Italian journalist, poet and lyricist (1866–1927)

Ferdinando Russo (November 25, 1866 - January 30, 1927) was a prominent Neapolitan journalist primarily remembered as a dialect poet and composer of song lyrics.

==Biography==
Ferdinando Russo was born on November 25, 1866, in Naples, the second of seven children, from Gennaro Russo, an official at the consumer tax office, and from Cecilia De Blasio.
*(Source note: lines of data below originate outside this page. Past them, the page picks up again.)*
PR #202, opened 2025-03-06
swerve disable commands

yakla:


src/main/kotlin/frc/robot/RobotContainer.kt
```diff
@@ -177,6 +168,20 @@ object RobotContainer {
...
 
+    val disableTrigger: Trigger =
+        RobotModeTriggers.disabled()
+            .debounce(disableCommandDebounce)
+            .onTrue(
+                Commands.runOnce({
+                    swerveDrive.SetNeutralMode(NeutralModeValue.Coast)
+                })
+            )
+            .onFalse(
```
katzuv, line 179: I Believe it should work in the competition, but I think to be on the safe side this should be triggered by autonomous or teleop triggers.

Also, we want to transition to brake mode the moment autonomous or teleop start, not only after 10 seconds. But for the coast mode we do want to wait for some time after the robot has been disabled.

src/main/kotlin/frc/robot/RobotContainer.kt
```diff
@@ -177,6 +168,20 @@ object RobotContainer {
         }
     }
 
+    val disableTrigger: Trigger =
```
katzuv, line 171: private

src/main/kotlin/frc/robot/subsystems/drive/ModuleIOTalonFX.java
```diff
@@ -35,8 +33,11 @@
 import edu.wpi.first.units.measure.AngularVelocity;
 import edu.wpi.first.units.measure.Current;
 import edu.wpi.first.units.measure.Voltage;
+
 import java.util.Queue;
 
+import static frc.robot.lib.PhoenixUtil.tryUntilOk;
```
katzuv, line 39: It's great that you imported this! 
But I don't see you using it. I think it will be good to use this for configuring the neutral mode

katzuv (changes requested):

src/main/kotlin/frc/robot/subsystems/drive/ModuleIOTalonFX.java
yakla: i don't know what is this library then what do you mean by it will be a good to use this for configuring the neutral mode ?

src/main/kotlin/frc/robot/RobotContainer.kt
yakla: ffa0d1d359c63fb53640ba32485a1e64af99c406

src/main/kotlin/frc/robot/RobotContainer.kt
yakla: ffa0d1d359c63fb53640ba32485a1e64af99c406

src/main/kotlin/frc/robot/RobotContainer.kt
yakla: 6f02a79b8524651c6686dc7bd74e6b07404a54c3

src/main/kotlin/frc/robot/RobotContainer.kt
yakla: 6f02a79b8524651c6686dc7bd74e6b07404a54c3

src/main/kotlin/frc/robot/subsystems/drive/ModuleIOTalonFX.java
katzuv: What this function basically does is try to send the motor controller the requested configuration, but sometimes this doesn't work. So this function tries to set the configuration a few times until it works. 
Search for other usages in the project, it will give you an idea how it works.

src/main/kotlin/frc/robot/RobotContainer.kt
katzuv: Great!

src/main/kotlin/frc/robot/subsystems/drive/ModuleIOTalonFX.java
yakla: Also a don't think i was the one who added it it look like its already been used in this class

PR #206, opened 2025-03-30
Merge to main after DCMP

Emma03L:


katzuv (approved):
I'm not going to review this, too much diff. But, this code helps us qualify to the world championship, so I bet it's really good!

Issue #7163, opened 2024-01-26
Excluding multiple tables


NeptuneTheMystic:
Hello,

In the database backup dialog, Options tab, there is a facility for specifying a table pattern for exclusion.  What is the proper entry for excluding multiple tables?  The pgAdmin documentation only indicates "table pattern."  pg_dump allows multiple occurrences of the -T switch to be used to specify more than one pattern, but it is not clear to me how to do this in pgAdmin.

adityatoshniwal:
Hi @NeptuneTheMystic,
Currently, you can provide only one pattern. This can be a new feature for a future release.

florian-sabonchi:
Hello, someone working on this?

adityatoshniwal:
> Hello, someone working on this?

@florian-sabonchi Nope. It is not assigned to anyone.

florian-sabonchi:
> > Hello, someone working on this?
> 
> @florian-sabonchi Nope. It is not assigned to anyone.

Hello, I will look on it

akshay-joshi:
@florian-sabonchi 

It seems the [Commit](https://github.com/pgadmin-org/pgadmin4/commit/134e6519897af329ca72762ec16d44b9b03bf068) mentioned does not address the specific issue regarding the '-T' or '--exclude-table' switch. It required a new control to be added in the 'Table Options' tab.

The solution you've implemented effectively addresses issues with values containing space-separated lists, such as "Exclude Schema".

Would you like to work on the feature?

florian-sabonchi:
> @florian-sabonchi
> 
> It seems the [Commit](https://github.com/pgadmin-org/pgadmin4/commit/134e6519897af329ca72762ec16d44b9b03bf068) mentioned does not address the specific issue regarding the '-T' or '--exclude-table' switch. It required a new control to be added in the 'Table Options' tab.
> 
> The solution you've implemented effectively addresses issues with values containing space-separated lists, such as "Exclude Schema".
> 
> Would you like to work on the feature?

Hello, thanks for your message, currently not. I will unassign me

anilsahoo20:
Tested and verified on candidate build: https://developer.pgadmin.org/builds/2024-04-29-1/
Environment: macOs Ventura 13.5.1
Package: arm64

PR #7435, opened 2024-04-26
Fixed issue found during testing of #7163.

pravesh-sharma:


akshay-joshi (changes requested):
Create a table in CAPITAL letters like "ABCD", it is not working.
Create a schema in CAPITAL letters and create some tables with space, with capital letters, normal tables, and test properly.

adityatoshniwal:
Isn't `Include table(s) and children` also a pattern?

Issue #6357, opened 2023-06-02
Query Tool: overwrites what I'm typing with unwanted SQL on slow connections


vladr:
**Describe the bug**

"Query Tool" has the following misfeature (using default settings): soon after opening, but not _immediately_ after opening, the "Query" edit area is overwritten with the generic SQL for dropping/(re)creating whatever is currently focused in "Object Explorer".

1. As a user, I don't care about said generic SQL; if I wanted it (which I don't), I can always right-click on the table and go to `Scripts` > `CREATE Script`.
   If I opened "Query Tool", it is because I want to run _**my own**_ SQL, not some random unsolicited default, thank you very much!
   **UPDATE:** it looks like this behavior might be controlled by the (poorly named?) "Copy SQL from main window to query tool?" option (FWIW, I've never seen a "Main window" with any SQL in it, so I saw no reason to disable the option until I started experimenting some more for this bug report);
3. To add insult to injury, when the generic SQL **_is_** inserted, it is inserted as late as several seconds after the tool actually opens (depending on network latency and server load), overwriting whatever I might have already typed there in the brief interval. #$%&!

**To Reproduce**

1. **UPDATE**: Make sure "Copy SQL from main window to query tool?" is set in the "Query Tool" options (this is the default);
2. Select an object (table, schema, ...) in the "Object Explorer" view;
3. Click on "Query Tool" button in toolbar;
4. Start typing your query right away;
   _**N.B. this step is timing-sensitive and may be best reproduced using a non-local (slow-ish) PG connection**_;
5. Observe your query being overwritten with someone's idea of a sensible default that the user never actually asked for.

**Expected behavior**

If something has already been typed by the time the query that computes the CREATE script comes back, then what has already been typed should be left alone (and the CREATE script thrown away in the trash where it belongs).

(and/or)

Rename "Copy SQL from main window to query tool?" or its uselessly redundant description ("Specifies whether or not to copy SQL to query tool from main window.") to something that corresponds to what's actually going on, so people who want to disable the behavior realize that this is perhaps the option that controls it. 

**Error message**

n/a

**Screenshots**

**Desktop (please complete the following information):**
- OS: macOS-12.6.4-x86_64-i386-64bit
- Version: 7.2
- Mode: Desktop
- Browser (if running in server mode): n/a
- Package type: DMG

**Additional context**

[...]

PR #7522, opened 2024-05-31
Disable the input till the script is loaded.#6357

RohitBhati8269:


web/pgadmin/static/js/components/ReactCodeMirror/components/Editor.jsx
```diff
@@ -193,6 +193,12 @@ export default function Editor({
             }
             if(update.docChanged) {
               onChange?.(update.view.getValue(), update.view);
+              // Update editable properties
+              editor.current?.dispatch({
```
adityatoshniwal, line 197: So you're dispatching an event on every doc change. Not at all good for performance.

web/pgadmin/tools/sqleditor/static/js/components/sections/Query.jsx
```diff
@@ -72,8 +71,15 @@ export default function Query({onTextSelect}) {
   const lastCursorPos = React.useRef();
   const pgAdmin = usePgAdmin();
   const preferencesStore = usePreferences();
-
   const queryToolPref = queryToolCtx.preferences.sqleditor;
+  const [isEditorDisabled, setIsEditorDisabled] = useState(false);
+  const isqueryToolAndUrl = queryToolCtx.params.is_query_tool && queryToolCtx.params.query_url;
```
adityatoshniwal, line 76: this var is not needed.

web/pgadmin/tools/sqleditor/static/js/components/sections/Query.jsx
```diff
@@ -72,8 +71,15 @@ export default function Query({onTextSelect}) {
...
+
+  useEffect ( () => {
+    if (queryToolCtx.preferences?.sqleditor?.copy_sql_to_query_tool || queryToolCtx.params.is_query_tool && queryToolCtx.params.query_url!== '') {
+      setIsEditorDisabled(true);
```
adityatoshniwal, line 80: where is it enabled again? It should enable again once the script it loaded.

adityatoshniwal (changes requested):

web/pgadmin/tools/sqleditor/static/js/components/sections/Query.jsx
RohitBhati8269: it enables when the doc updated successfully.

web/pgadmin/static/js/components/ReactCodeMirror/components/Editor.jsx
RohitBhati8269: As i try to dispatch that event from another component but not worked.
Will check once again.

adityatoshniwal:
What you could do is - create on state variable in qtState - read_only default to true in QueryToolComponent. First thing what query tool does is call `getSQLScript`. If there is no SQL which is going to load then set read_only to false. Otherwise, set it to false in then of API call after EDITOR_SET_SQL.

web/pgadmin/static/js/components/ReactCodeMirror/components/Editor.jsx
RohitBhati8269: I have changed the approach as per your suggestions.
Thanks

He attended the Technical Institute reluctantly and frequented with great interest instead a republican club located in piazza Trinità Maggiore, participating in the many protest demonstrations. He was therefore arrested by the police in 1882. After leaving his studies, he worked as a proofreader for the Gazzetta di Napoli, taking an interest in poetry in the Neapolitan dialect, to which he then dedicated much of his life.

He worked as an employee at the Archaeological Museum of Naples and published the texts of Sunettiata (Naples 1887) with dialogues of commoners, prisoners, guappi, he overheard in the streets of Naples. Also in 1887 he wrote one of his first (and most successful) songs in Neapolitan, Scètate (Svegliati - Wake up), with the music composed by Mario Pasquale Costa, one of the 250 songs he would write.
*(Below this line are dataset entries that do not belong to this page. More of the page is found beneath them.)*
Issue #7306, opened 2024-03-22
SSH file is not able to read and change when the server is shared on server-mode


nabe1653:
**_Please note that security bugs or issues should be reported to security@pgadmin.org._**

**Describe the bug**

SSH file is not able to read and change when the server is shared therefore shared server is not abled to connect from other users.

e.g.
1. UserA create "Server1" with SSH file on his storage and share it. 
2. UserB can see "Server1" but it has static SSH connection option, he can not change connection option.
3. UserB faced `No password or public key available!` error when use as it. (maybe due to failed to read ssh file.)

It failed too even if UserA uses secret key from "SHARED_STORAGE" at 1st step. UserB can downalod it from storage-manager but failed to connect.

**To Reproduce**

1. Setup docker server as server-mode

    Create docker container with `config_local.py` and binding volume.

    ```yaml:sample-compose-part.yaml
   ## A part of docker-compose.yaml
    container_name: pgadmin4
    image: dpage/pgadmin4:8.4
    volumes:
      - ./bind/config_local.py:/pgadmin4/config_local.py
      - ./bind/storage:/mnt/storage
    environment:
      - PGADMIN_CONFIG_SERVER_MODE=True
    ```

    ```py:config_local.py
    ## config_local.py
    SHARED_STORAGE = [
      {'name': 'storage', 'path': '/mnt/storage', 'restricted_access': True}
    ]
    ```

2. Change bind folder permission as same as container uid

    ```sh
    ## Check uid on container and set on host (docker uses same id between host and container)
    # docker exec -it "pgadmin4" id
    uid=5050(pgadmin) gid=0(root) groups=0(root)
    # chown 5050:root ./bind/storage
    # chmod 700 ./bind/storage
    ```

3. Create shared user and register ssh server on UserA

    - Create UserB on user manager
    - Upload ssh-key on storage manager
    - Register "Server1" with ssh-tunneling option and uploaded key
    - Share "Server1"

4. Try to connect "Server1" from UserB

    - UserB can not connect "Server1"
    - UserB can input SSH options but can not save it. It become old value when reopen.

**Expected behavior**

1. Allow to use shared-storage path to share secret-key.
2. Allow to use owner's storage when shared ssh key.
3. Let UserB change ssh connection option as his connection info.

Anyway, I wish share ssh-tunneling server info.

**Error message**

`No password or public key available!`

**Screenshots**

**Desktop (please complete the following information):**
 - OS: "Rocky Linux 9.1"
[...]

PR #7535, opened 2024-06-04
Ensure user can connect to servers using SSL certificates, identity files available in the shared storage.#7306

yogeshmahajan-1903:


web/pgadmin/utils/__init__.py
```diff
@@ -226,7 +227,14 @@ def get_complete_file_path(file, validate=True):
     if current_app.PGADMIN_RUNTIME or not current_app.config['SERVER_MODE']:
         return file if os.path.isfile(file) else None
 
-    storage_dir = get_storage_directory()
+    dir_path = ''
+    if re.findall(r':/', file):
```
adityatoshniwal, line 231: increase the specificity of RE by checking if filename starts with a valid shared drive name.

adityatoshniwal (changes requested):
It fixes the SSL file select, but this looks like an issue at all the places. Selecting a shared folder doesn't work at other places. I suggest we should fix this at all the places.

web/pgadmin/utils/__init__.py
yogeshmahajan-1903: Done.

Issue #7414, opened 2024-04-22
Create script does not contain policy comment


chreck:
**Describe the bug**

In the object explorer we select a table and by right click on that table we choose Scripts > CREATE Script. In the detailed view we see the query to create the table and all its details. I.e. also the comments on the columns and the table. But I missing the comments for the defined policies.

**To Reproduce**

1. Open Query Tool
2. Copy this SQLs and execute it
```
CREATE TABLE IF NOT EXISTS public.table_comments_policies
(
	id bigint NOT NULL
)

CREATE POLICY plcy_table_comments_policies
    ON public.table_comments_policies
    AS PERMISSIVE
    FOR ALL
    TO authenticated
    USING (true)
    WITH CHECK (true);

COMMENT ON POLICY "plcy_table_comments_policies" ON "public"."table_comments_policies" IS 'All: auths';
```
3. Refresh tables
4. Right click on table table_comments_policies
6. Choose Scripts > CREATE Script

**Expected behavior**

The expected behavior is that SQLs from the create scripts command contains the `COMMENT ON POLICY` command, but it is not included.

```
-- Table: public.table_comments_policies

-- DROP TABLE IF EXISTS public.table_comments_policies;

CREATE TABLE IF NOT EXISTS public.table_comments_policies
(
    id bigint NOT NULL
)

TABLESPACE pg_default;

ALTER TABLE IF EXISTS public.table_comments_policies
    OWNER to postgres;

GRANT ALL ON TABLE public.table_comments_policies TO anon;

GRANT ALL ON TABLE public.table_comments_policies TO authenticated;

GRANT ALL ON TABLE public.table_comments_policies TO postgres;

GRANT ALL ON TABLE public.table_comments_policies TO service_role;
-- POLICY: plcy_table_comments_policies

-- DROP POLICY IF EXISTS plcy_table_comments_policies ON public.table_comments_policies;

CREATE POLICY plcy_table_comments_policies
    ON public.table_comments_policies
    AS PERMISSIVE
    FOR ALL
    TO authenticated
    USING (true)
    WITH CHECK (true);
```

**Error message**

No error message.

**Screenshots**

No screenshots attached.

**Desktop:**
 - OS: macOS 14.4.1
 - Version: 8.5
 - Mode: Desktop
 - Browser: chrome
[...]

PR #7560, opened 2024-06-11
Add comment field for rls policy dialog.#7414

RohitBhati8269:
Detail Info :- https://github.com/pgadmin-org/pgadmin4/issues/7414


adityatoshniwal (changes requested):
Test cases are missing

Issue #5932, opened 2023-03-10
auto theme based on OS preferences


AbhimanyuAryan:
I found that in the theme section, you can switch to a dark/light theme but there's no option to follow the OS colour scheme. Can we have an automatic colour scheme based on the OS scheme(MacOS)

RohitBhati8269:
Tested and verified on candidate build: [candidate-build](https://www.postgresql.org/ftp/pgadmin/pgadmin4/snapshots/2024-06-18/)
Environment: MacOs

RohitBhati8269:
Re-tested and verified on candidate build: [candidate-build](https://www.postgresql.org/ftp/pgadmin/pgadmin4/snapshots/2024-06-24/)
Environment: macOS/Windows

PR #7566, opened 2024-06-11
Provide option to set theme based on OS theme preference.#5932

yogeshmahajan-1903:


web/pgadmin/misc/__init__.py
```diff
@@ -84,11 +83,17 @@ def register_preferences(self):
             options=theme_options,
             control_props={
                 'allowClear': False,
+                'creatable': False,
             },
+        )
+
+        self.preference.register(
```
adityatoshniwal, line 90: there is no need for a new preference. You could add one more drop-down option in existing themes - `System`

web/pgadmin/misc/themes/__init__.py
```diff
@@ -5,9 +5,9 @@
 
 def get_all_themes():
     all_themes = {
-        "standard": {
-            "disp_name": "Standard",
-            "preview_img": "standard_preview.png"
+        "light": {
```
adityatoshniwal, line 8: you'll also have to change the default value for theme preference.

web/pgadmin/preferences/static/js/components/PreferencesComponent.jsx
```diff
@@ -292,6 +292,16 @@ export default function PreferencesComponent({ ...props }) {
           opt.selected = false;
         }
       });
+
+      let sync_with_os_id = null;
+      subNode.preferences.forEach((_el) => {
```
adityatoshniwal, line 297: you can remove this once you the same `theme` preference.

adityatoshniwal (changes requested):

web/pgadmin/misc/__init__.py
yogeshmahajan-1903: Generally, sync with os option is given separately for theme selection for example - pycharm. Providing option this way will be more noticeable than in dropdown.

web/pgadmin/misc/themes/__init__.py
yogeshmahajan-1903: Done

web/pgadmin/misc/__init__.py
adityatoshniwal: Slack, Chrome has different way of doing it. Even VS code.
The point is - having 2 variables to decide a theme can be more confusing. It should be either one.

image

image

adityatoshniwal: Firefox. Most apps do not have a separate option.

image

yogeshmahajan-1903: Done.

web/pgadmin/preferences/static/js/components/PreferencesComponent.jsx
yogeshmahajan-1903: Done.

Issue #7516, opened 2024-05-30
Configuring preferences.json in container causes AttributeError: 'NoneType' object has no attribute 'append'


justvamp:
**Describe the bug**

Configuring `preferences.json` in container causes `AttributeError: 'NoneType' object has no attribute 'append'`.

**To Reproduce**

1. Remove pgadmin volume in docker
2. Add `preferences.json` in `docker-compose.yml`:
```yml
---
networks:
  mdw: null
secrets:
  preferences.json:
    file: docker/offline_mode/pgadmin/preferences.json
  servers.json:
    file: docker/offline_mode/pgadmin/servers.json
services:
  pgadmin:
    depends_on:
      - postgres
    env_file:
      - docker/pgadmin/pgadmin.dev.env
    image: dpage/pgadmin4:8.7
    networks:
      mdw: null
    ports:
      - '5050:80'
    restart: always
    secrets:
      - source: servers.json
        target: /pgadmin4/servers.json
      - source: preferences.json
        target: /pgadmin4/preferences.json
    volumes:
      - pgadmin:/var/lib/pgadmin
```
3. Content of `preferences.json` could be any. Minimal example:
```json
{
  "preferences": {
    "browser:node:show_node_aggregate": false
  }
}
```
4. Run `docker-compose up -d --build`
5. Get the error

**Expected behavior**

Preferences are taken from `preferences.json`.

**Error message**

While initializing container I get the following error:

```
2024-05-30 17:46:56 SQLite pgAdmin config: /var/lib/pgadmin/pgadmin4.db
2024-05-30 17:46:56 ----------
2024-05-30 17:46:59 Added 1 Server Group(s) and 1 Server(s).
2024-05-30 17:47:01 ╭───────────────────── Traceback (most recent call last) ──────────────────────╮
2024-05-30 17:47:01 │ /pgadmin4/setup.py:70 in wrap                                                │
2024-05-30 17:47:01 │                                                                              │
2024-05-30 17:47:01 │    67 │   │   if kwargs and kwargs.get('sqlite_path') is not None:           │
2024-05-30 17:47:01 │    68 │   │   │   # update the sqlite path                                   │
2024-05-30 17:47:01 │    69 │   │   │   config.SQLITE_PATH = kwargs['sqlite_path']                 │
2024-05-30 17:47:01 │ ❱  70 │   │   return f(*args, **kwargs)                                      │
2024-05-30 17:47:01 │    71 │                                                                      │
[...]

PR #7567, opened 2024-06-11
Ensure preferences can be loaded using preferences.json.#7516

yogeshmahajan-1903:


web/setup.py
```diff
@@ -496,6 +496,8 @@ def set_prefs(username,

In the largest Neapolitan daily newspaper Il Mattino, he ran a column of worldly and literary events, raising endless controversies, criticizing the renewer of Neapolitan dialect poetry Salvatore Di Giacomo for errors or improprieties in the use of the Neapolitan language. At the newspaper he became close friends with Edoardo Scarfoglio, Matilde Serao, Gabriele D'Annunzio and Federigo Verdinois. A passionate and exuberant personality, he was expelled from Il Mattino for one of his many disputes. He had contacts with the Camorra and followed well known judicial cases, such as those of Ciccio Cappuccio and Gennaro Cuocolo. After having beaten up a Camorrista who was annoying his girlfriend, the then nineteen-year old Russo was approached by the guappo Teofilo Sperino. Later he also met Cappuccio, the head of the "honoured society".

He was the author of a small volume, La Camorra, about organized crime in Naples, serialized in five installments in 1897 in Il Mattino. He wrote the poem "Canzone 'e Ciccio Cappuccio," immortalising the legendary Camorra chief Cappuccio when he died in 1892. His fame and knowledge of the slums and underworld of Naples was such that Emile Zola wanted him as an escort in his descent in the belly of the Neapolitan labyrinth in 1894.
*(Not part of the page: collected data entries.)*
PR #7592, opened 2024-06-18
Reapply "Detect if running in Flatpak; patch pythonPath and pgadminFi…

razzeee:
…le accordingly."

This reverts commit dfaea944f024ab90139654957ff0ec8f6c17eb8c.

As nobody knows why that has been reverted or cared to document it.

### DIFF
--- a/runtime/src/js/misc.js
+++ b/runtime/src/js/misc.js
@@ -26,6 +26,10 @@ const createDir = (dirName) => {
   }
 };
 
+export const insideFlatpak = () => {
+  return platform() === 'linux' && fs.existsSync('/.flatpak-info');
+}
+
 // This function is used to get the python executable path
 // based on the platform. Use this for deployment.
 const getPythonPath = () => {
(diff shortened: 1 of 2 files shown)


akshay-joshi:
> …le accordingly."
> 
> This reverts commit [dfaea94](https://github.com/pgadmin-org/pgadmin4/commit/dfaea944f024ab90139654957ff0ec8f6c17eb8c).
> 
> As nobody knows why that has been reverted or cared to document it.

Hi,

This is not the case as Khushboo already mentioned on the old PR that due to a crash we have reverted.

runtime/src/js/misc.js
```diff
@@ -26,6 +26,10 @@ const createDir = (dirName) => {
   }
 };
 
+export const insideFlatpak = () => {
```
akshay-joshi, line 29: Remove the **export** keyword from here, and add 
`insideFlatpak: insideFlatpak,` into the module.exports = {...} in the same file.

runtime/src/js/pgadmin.js
```diff
@@ -29,6 +29,10 @@ let pythonPath = misc.getPythonPath();
 let pgadminFile = '../web/pgAdmin4.py';
 let configFile = '../web/config.py';
 
+if (insideFlatpak()) {
```
akshay-joshi, line 32: Change this line to `if (misc.insideFlatpak()) {`

akshay-joshi (changes requested):

akshay-joshi (changes requested):
Commit message should be appropriate.

runtime/src/js/misc.js
razzeee: Changed as suggested

Issue #5345, opened 2022-09-20
Issue with download result to file from view/edit data results.


nikhil-mohite:
Platform: macOS Monterey 12.6
PgAdmin version: 6.13

Steps:
1. If we open view/edit for table.(Consider there are few rows already exist)
2. Now Add new row enter required values and click on _Save Data Changes_  button from result set toolbar.
3. Now data is save at server, click on  _Save Result to file_ button to downloaded the file.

The first novel of Russo, written as a feuilleton in 1907 and published by Treves (Memorie d’un ladro - Memoirs of a thief), was based on the costumes of the Camorra underworld. The same year he published Origini, usi, costumi e riti dell’Annorata soggietà (Origins, customs, traditions and rituals of the "Honoured Society") in collaboration with Ernesto Serao, which was a combination of an essay, journalistic investigation and historical reconstruction with portraits of famous Camorristi and popular sonnets on the subject.

In 1901 he married Elisa Rosa Pennazzi, a café-chantant singer. The marriage ended early due to the jealousy of his wife, who had have him followed by a private investigator. Already suffering from diabetes, he died in Naples on January 30, 1927.